» Input data:
PR #983, opened 2023-11-15
[RHELC-1193] Identify highest status in json report

pr-watson:
This PR adds a function find_highest_report_level to report.py to get the highest status level within the results and messages reported in the analysis. This highest status level is added as a new key to the report json at the top level for use in the rhc worker script. 

Jira Issues: [RHELC-1193](https://issues.redhat.com/browse/RHELC-1193)

Checklist

### DIFF
--- a/convert2rhel/actions/report.py
+++ b/convert2rhel/actions/report.py
@@ -24,6 +24,7 @@ from convert2rhel import utils
 from convert2rhel.actions import (
     _STATUS_HEADER,
     _STATUS_NAME_FROM_CODE,
+    STATUS_CODE,
     find_actions_of_severity,
     format_action_status_message,
     level_for_combined_action_data,
@@ -75,9 +76,13 @@ def summary_as_json(results, json_file=CONVERT2RHEL_JSON_RESULTS):
     * The results are modified so that status codes use their symbolic names
       instead of the numeric values.
     """
+    # Collect the highest report level to use as status key
+    highest_level = find_highest_report_level(results)
+
     # Use an envelope so we can add other, non-result info if necessary.
     envelope = {
-        "format_version": "1.0",
+        "format_version": "1.1",
+        "status": highest_level,
         "actions": copy.deepcopy(results),
     }
 
@@ -261,6 +266,29 @@ def format_report_section_heading(status_code):
 
     heading = "{highlight} {status_header} {highlight}".format(highlight=highlight, status_header=status_header)
     return heading
+
+
+def find_highest_report_level(results):
+    """
+    Gather status codes from messages and result. We are not seeking for
+    differences between them as we want all the results, no matter where
+    they come from.
+
+    :param results: The results from the Actions which have been run.
+    :type results: dict
+    :return: The highest status code from messages and result
+    :rtype: str
+    """
+    action_level_combined = []
+    for value in results.values():
+        action_level_combined.append(value["result"]["level"])
+        for message in value["messages"]:
+            action_level_combined.append(message["level"])
+
+    valid_action_levels = [level for level in action_level_combined if level in STATUS_CODE.values()]
+    valid_action_levels.sort(reverse=True)
+    highest_action_level = _STATUS_NAME_FROM_CODE[valid_action_levels[0]]
+    return highest_action_level
 
 
 def summary_as_txt(results):
--- a/convert2rhel/unit_tests/actions/report_test.py
+++ b/convert2rhel/unit_tests/actions/report_test.py
@@ -55,7 +55,8 @@ _LONG_MESSAGE = {
                 },
             },
             {
-                "format_version": "1.0",
+                "format_version": "1.1",
+                "status": "WARNING",
                 "actions": {
                     "CONVERT2RHEL_LATEST_VERSION": {
                         "result": dict(level="SUCCESS", id="SUCCESS"),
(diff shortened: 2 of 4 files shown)


convert2rhel/actions/report.py
```diff
@@ -75,9 +76,13 @@ def summary_as_json(results, json_file=CONVERT2RHEL_JSON_RESULTS):
     * The results are modified so that status codes use their symbolic names
       instead of the numeric values.
     """
+    # Collect the highest report level to use as status key
+    highest_level = find_highest_report_level(results)
+
     # Use an envelope so we can add other, non-result info if necessary.
     envelope = {
         "format_version": "1.0",
```
hosekadam, line 84: I'm wondering if the version shouldn't be increased when there is a change in format

convert2rhel/actions/report.py
```diff
@@ -75,9 +76,13 @@ def summary_as_json(results, json_file=CONVERT2RHEL_JSON_RESULTS):
...
+        "status": highest_level,
```
hosekadam, line 85: The `schemas/assessment-schema-1.0.json` is missing the `status` item

pr-watson: Thanks i'll add that

convert2rhel/unit_tests/actions/report_test.py
```diff
@@ -1465,3 +1467,110 @@ def test_get_combined_results_and_message(results, expected):
...
+        ),
+    ),
+)
+def test_find_highest_report_level_expected(actions, expected):
+    """Should be sorted descending from the highest status to the lower one."""
+    result = report.find_highest_report_level(actions)
+    assert result == expected
+
+
+def test_find_highest_report_level_unknown_status():
```
hosekadam, line 1561: Maybe I would use the `pytest.mark.parametrize` for easier addition of new cases. But question is if that would be ever needed.

convert2rhel/actions/report.py
pr-watson: Correct, i'll add this

convert2rhel/unit_tests/actions/report_test.py
pr-watson: Likely won't have new cases. Just having FOO as an unknown status satisfies checking that unknown statuses will not be added to our output

schemas/assessment-schema-1.1.json
```diff
@@ -0,0 +1,150 @@
...
+                        "result": {
+                            "$ref": "#/$defs/action_result"
+                        }
+                    }
+                }
+            }
+        },
+        "format_version": {
+            "description": "Constant value that tells us the format of this file.",
+            "const": "1.0"
```
hosekadam, line 32:
```suggestion
            "const": "1.1"
```

convert2rhel/actions/report.py
```diff
@@ -75,9 +76,13 @@ def summary_as_json(results, json_file=CONVERT2RHEL_JSON_RESULTS):
     * The results are modified so that status codes use their symbolic names
       instead of the numeric values.
     """
+    # Collect the highest report level to use as status key
+    highest_level = find_highest_report_level(results)
+
     # Use an envelope so we can add other, non-result info if necessary.
     envelope = {
-        "format_version": "1.0",
+        "format_version": "1.1",
```
SpyTec, line 84: Why do we add the `format_version` here and not using the one in the schema file?

schemas/assessment-schema-1.1.json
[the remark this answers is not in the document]
pr-watson: The new field is a change to the format so we do need a bump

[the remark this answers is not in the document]
r0x0d: Yeah, if the format of the schema changes, a bump is needed. Especially because parsers would need to adapt their parsing mechanism based on some new field that was added to a stable version. 

I don't think bumping the version in the schema is bad just for this one field, especially because we will rarely update it.

convert2rhel/actions/report.py
```diff
@@ -264,6 +269,24 @@ def format_report_section_heading(status_code):
     return heading
 
 
+def find_highest_report_level(results):
+    """
+    Gather status codes from messages and result. We are not seeking for
+    differences between them as we want all the results, no matter from where
+    they come.
+    """
```
r0x0d, line 277: Please, if you can, update the docstring to include the param/type/return/rtype. 

```suggestion
    they come.
    
    :param results: ...
    :type results: ...
    :return: ...
    :rtype: ...
    """
```

convert2rhel/unit_tests/actions/report_test.py
r0x0d: agreed with @pr-watson. Can't see a case where we would need to parametrize this.

schemas/assessment-schema-1.1.json
```diff
@@ -0,0 +1,150 @@
...
+        },
+        "status": {
+            "description": "The highest severity of all actions.",
```
r0x0d, line 35: Maybe not necessary, but I would include _"between messages and results"_ in this description

r0x0d (commented):
It looks good to me. Just left a couple of questions and I think one of @SpyTec comments is necessary to apply. Not approving it yet, but I can see the PR is correct.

» What is required:
Give all the records above again, wording unchanged.

» Exercise solution:
PR #983, opened 2023-11-15
[RHELC-1193] Identify highest status in json report

pr-watson:
This PR adds a function find_highest_report_level to report.py to get the highest status level within the results and messages reported in the analysis. This highest status level is added as a new key to the report json at the top level for use in the rhc worker script. 

Jira Issues: [RHELC-1193](https://issues.redhat.com/browse/RHELC-1193)

Checklist

### DIFF
--- a/convert2rhel/actions/report.py
+++ b/convert2rhel/actions/report.py
@@ -24,6 +24,7 @@ from convert2rhel import utils
 from convert2rhel.actions import (
     _STATUS_HEADER,
     _STATUS_NAME_FROM_CODE,
+    STATUS_CODE,
     find_actions_of_severity,
     format_action_status_message,
     level_for_combined_action_data,
@@ -75,9 +76,13 @@ def summary_as_json(results, json_file=CONVERT2RHEL_JSON_RESULTS):
     * The results are modified so that status codes use their symbolic names
       instead of the numeric values.
     """
+    # Collect the highest report level to use as status key
+    highest_level = find_highest_report_level(results)
+
     # Use an envelope so we can add other, non-result info if necessary.
     envelope = {
-        "format_version": "1.0",
+        "format_version": "1.1",
+        "status": highest_level,
         "actions": copy.deepcopy(results),
     }
 
@@ -261,6 +266,29 @@ def format_report_section_heading(status_code):
 
     heading = "{highlight} {status_header} {highlight}".format(highlight=highlight, status_header=status_header)
     return heading
+
+
+def find_highest_report_level(results):
+    """
+    Gather status codes from messages and result. We are not seeking for
+    differences between them as we want all the results, no matter where
+    they come from.
+
+    :param results: The results from the Actions which have been run.
+    :type results: dict
+    :return: The highest status code from messages and result
+    :rtype: str
+    """
+    action_level_combined = []
+    for value in results.values():
+        action_level_combined.append(value["result"]["level"])
+        for message in value["messages"]:
+            action_level_combined.append(message["level"])
+
+    valid_action_levels = [level for level in action_level_combined if level in STATUS_CODE.values()]
+    valid_action_levels.sort(reverse=True)
+    highest_action_level = _STATUS_NAME_FROM_CODE[valid_action_levels[0]]
+    return highest_action_level
 
 
 def summary_as_txt(results):
--- a/convert2rhel/unit_tests/actions/report_test.py
+++ b/convert2rhel/unit_tests/actions/report_test.py
@@ -55,7 +55,8 @@ _LONG_MESSAGE = {
                 },
             },
             {
-                "format_version": "1.0",
+                "format_version": "1.1",
+                "status": "WARNING",
                 "actions": {
                     "CONVERT2RHEL_LATEST_VERSION": {
                         "result": dict(level="SUCCESS", id="SUCCESS"),
(diff shortened: 2 of 4 files shown)


convert2rhel/actions/report.py
```diff
@@ -75,9 +76,13 @@ def summary_as_json(results, json_file=CONVERT2RHEL_JSON_RESULTS):
     * The results are modified so that status codes use their symbolic names
       instead of the numeric values.
     """
+    # Collect the highest report level to use as status key
+    highest_level = find_highest_report_level(results)
+
     # Use an envelope so we can add other, non-result info if necessary.
     envelope = {
         "format_version": "1.0",
```
hosekadam, line 84: I'm wondering if the version shouldn't be increased when there is a change in format

convert2rhel/actions/report.py
```diff
@@ -75,9 +76,13 @@ def summary_as_json(results, json_file=CONVERT2RHEL_JSON_RESULTS):
...
+        "status": highest_level,
```
hosekadam, line 85: The `schemas/assessment-schema-1.0.json` is missing the `status` item

pr-watson: Thanks i'll add that

convert2rhel/unit_tests/actions/report_test.py
```diff
@@ -1465,3 +1467,110 @@ def test_get_combined_results_and_message(results, expected):
...
+        ),
+    ),
+)
+def test_find_highest_report_level_expected(actions, expected):
+    """Should be sorted descending from the highest status to the lower one."""
+    result = report.find_highest_report_level(actions)
+    assert result == expected
+
+
+def test_find_highest_report_level_unknown_status():
```
hosekadam, line 1561: Maybe I would use the `pytest.mark.parametrize` for easier addition of new cases. But question is if that would be ever needed.

convert2rhel/actions/report.py
pr-watson: Correct, i'll add this

convert2rhel/unit_tests/actions/report_test.py
pr-watson: Likely won't have new cases. Just having FOO as an unknown status satisfies checking that unknown statuses will not be added to our output

schemas/assessment-schema-1.1.json
```diff
@@ -0,0 +1,150 @@
...
+                        "result": {
+                            "$ref": "#/$defs/action_result"
+                        }
+                    }
+                }
+            }
+        },
+        "format_version": {
+            "description": "Constant value that tells us the format of this file.",
+            "const": "1.0"
```
hosekadam, line 32:
```suggestion
            "const": "1.1"
```

convert2rhel/actions/report.py
```diff
@@ -75,9 +76,13 @@ def summary_as_json(results, json_file=CONVERT2RHEL_JSON_RESULTS):
     * The results are modified so that status codes use their symbolic names
       instead of the numeric values.
     """
+    # Collect the highest report level to use as status key
+    highest_level = find_highest_report_level(results)
+
     # Use an envelope so we can add other, non-result info if necessary.
     envelope = {
-        "format_version": "1.0",
+        "format_version": "1.1",
```
SpyTec, line 84: Why do we add the `format_version` here and not using the one in the schema file?

schemas/assessment-schema-1.1.json
[the remark this answers is not in the document]
pr-watson: The new field is a change to the format so we do need a bump

[the remark this answers is not in the document]
r0x0d: Yeah, if the format of the schema changes, a bump is needed. Especially because parsers would need to adapt their parsing mechanism based on some new field that was added to a stable version. 

I don't think bumping the version in the schema is bad just for this one field, especially because we will rarely update it.

convert2rhel/actions/report.py
```diff
@@ -264,6 +269,24 @@ def format_report_section_heading(status_code):
     return heading
 
 
+def find_highest_report_level(results):
+    """
+    Gather status codes from messages and result. We are not seeking for
+    differences between them as we want all the results, no matter from where
+    they come.
+    """
```
r0x0d, line 277: Please, if you can, update the docstring to include the param/type/return/rtype. 

```suggestion
    they come.
    
    :param results: ...
    :type results: ...
    :return: ...
    :rtype: ...
    """
```

convert2rhel/unit_tests/actions/report_test.py
r0x0d: agreed with @pr-watson. Can't see a case where we would need to parametrize this.

schemas/assessment-schema-1.1.json
```diff
@@ -0,0 +1,150 @@
...
+        },
+        "status": {
+            "description": "The highest severity of all actions.",
```
r0x0d, line 35: Maybe not necessary, but I would include _"between messages and results"_ in this description

r0x0d (commented):
It looks good to me. Just left a couple of questions and I think one of @SpyTec comments is necessary to apply. Not approving it yet, but I can see the PR is correct.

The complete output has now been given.